Saved entries
════════
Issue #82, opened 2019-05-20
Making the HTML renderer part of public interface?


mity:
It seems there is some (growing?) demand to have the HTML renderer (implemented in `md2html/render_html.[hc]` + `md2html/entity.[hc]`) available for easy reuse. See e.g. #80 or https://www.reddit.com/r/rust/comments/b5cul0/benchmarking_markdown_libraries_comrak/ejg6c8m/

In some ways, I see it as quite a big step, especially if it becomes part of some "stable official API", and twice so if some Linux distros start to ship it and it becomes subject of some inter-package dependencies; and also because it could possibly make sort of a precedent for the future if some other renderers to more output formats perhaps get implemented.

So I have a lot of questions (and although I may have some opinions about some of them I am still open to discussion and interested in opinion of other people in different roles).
════════
# Task directions
One stretch of the lines above is wanted, from the line that contains "Making the HTML" through the line that contains "It seems there". Output it exactly.

# Finished task
Making the HTML renderer part of public interface?


mity:
It seems there is some (growing?) demand to have the HTML renderer (implemented in `md2html/render_html.[hc]` + `md2html/entity.[hc]`) available for easy reuse. See e.g. #80 or https://www.reddit.com/r/rust/comments/b5cul0/benchmarking_markdown_libraries_comrak/ejg6c8m/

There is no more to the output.